Issue #1060, opened 2023-08-25
Resources$NotFoundException. If call resource (that res file is in app module) from dynamic feature module


juckrit:
**Description**
I have composable function in dynamicFeature Module that show Image that image file is in app module
when I run "gradle recordPaparazziDebug" the test fail with Resources$NotFoundException

**Steps to Reproduce**
1. clone this sample project https://github.com/juckrit/Poc_Paparazzi
2. run gradle task  "recordPaparazziDebug"

**Expected behavior**
The test should pass

**Additional information:**
- Paparazzi Version: 1.3.1
- OS: Mac Os 13.3.1 (22E261)
- Compile SDK:  33
- Gradle Version: 8.0
- Android Gradle Plugin Version: 8.1.0

**Screenshots**
<img width="1440" alt="Screenshot 2566-08-25 at 20 42 50" src="https://github.com/cashapp/paparazzi/assets/35564862/61a5ce98-2740-4044-90e7-b820e40d61d6">

jacobtabak:
I have a similar issue.

I'm not using a dynamic feature module, but the resources being referenced are in a different module.

The problem manifested after upgrading to Gradle 8.3 and AGP 8.1.1. 

`android.content.res.Resources$NotFoundException: Could not resolve resource value: 0x7F06027E.
	at app//android.content.res.Resources_Delegate.throwException(Resources_Delegate.java:1161)
	at app//android.content.res.Resources_Delegate.throwException(Resources_Delegate.java:1137)
	at app//android.content.res.Resources_Delegate.throwException(Resources_Delegate.java:1141)
	at app//android.content.res.Resources_Delegate.getColorStateList(Resources_Delegate.java:264)
	at app//android.content.res.Resources_Delegate.getColor(Resources_Delegate.java:242)
	at app//android.content.res.Resources.getColor(Resources.java:1065)
	at app//androidx.compose.ui.res.ColorResourceHelper.getColor-WaAFU9c(ColorResources.android.kt:51)
	at app//androidx.compose.ui.res.ColorResources_androidKt.colorResource(ColorResources.android.kt:40)
	at app//com.seatgeek.android.compose.theme.SeatGeekTheme$colorsCache$1.invoke(SeatGeekTheme.kt:64)
	at app//com.seatgeek.android.compose.theme.SeatGeekTheme$colorsCache$1.invoke(SeatGeekTheme.kt:61)
[...]

PR #1367, opened 2024-04-01
Fixes Resources$NotFoundException when accessing app module resource from dynamic feature module

kevinzheng-ap:
Related to https://github.com/cashapp/paparazzi/issues/1060

Fixes Resources$NotFoundException when accessing app module resource from dynamic feature module.

The cause is in [PublishingSpecs.kt](build-system/gradle-core/src/main/java/com/android/build/gradle/internal/publishing/PublishingSpecs.kt), `PACKAGED_RES` and `SYMBOL_LIST_WITH_PACKAGE_NAME` are not properly associated with correspondent ArtifactType when publishing as `ComponentTypeImpl.BASE_APK` from `application` module. So these artifacts are not available for `dynamic feature` module during the execution of `preparePaparazziDebugResources`.

The proposed solution is to replicate the logic in [ArtifactPublishingUtil.kt](https://cs.android.com/android-studio/platform/tools/base/+/65c212b013f1c94d8db8f488f50a53d6b3ace64f:build-system/gradle-core/src/main/java/com/android/build/gradle/internal/scope/ArtifactPublishingUtil.kt;drc=65c212b013f1c94d8db8f488f50a53d6b3ace64f;l=101) to map above artifacts to their respective ArtifactType like what [ComponentTypeImpl.LIBRARY](https://cs.android.com/android-studio/platform/tools/base/+/mirror-goog-studio-main:build-system/gradle-core/src/main/java/com/android/build/gradle/internal/publishing/PublishingSpecs.kt;drc=83b16ff12bba875684d4074db6f8056293bb9036;l=229) does. However, this approach requires application module to apply `PaparazziPlugin`, even if it does not have any snapshot tests of its own.


paparazzi-gradle-plugin/src/test/projects/supports-dynamic-feature-modules/app/build.gradle
```diff
@@ -15,3 +17,9 @@ android {
 
   dynamicFeatures = [':dynamic_feature']
 }
+
+dependencies {
+  implementation files('libs/external.aar')
+}
+
```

PROBLEM TO WORK ON:
Return every line above where "github" appears.

FINISHED TASK:
1. clone this sample project https://github.com/juckrit/Poc_Paparazzi
<img width="1440" alt="Screenshot 2566-08-25 at 20 42 50" src="https://github.com/cashapp/paparazzi/assets/35564862/61a5ce98-2740-4044-90e7-b820e40d61d6">
Related to https://github.com/cashapp/paparazzi/issues/1060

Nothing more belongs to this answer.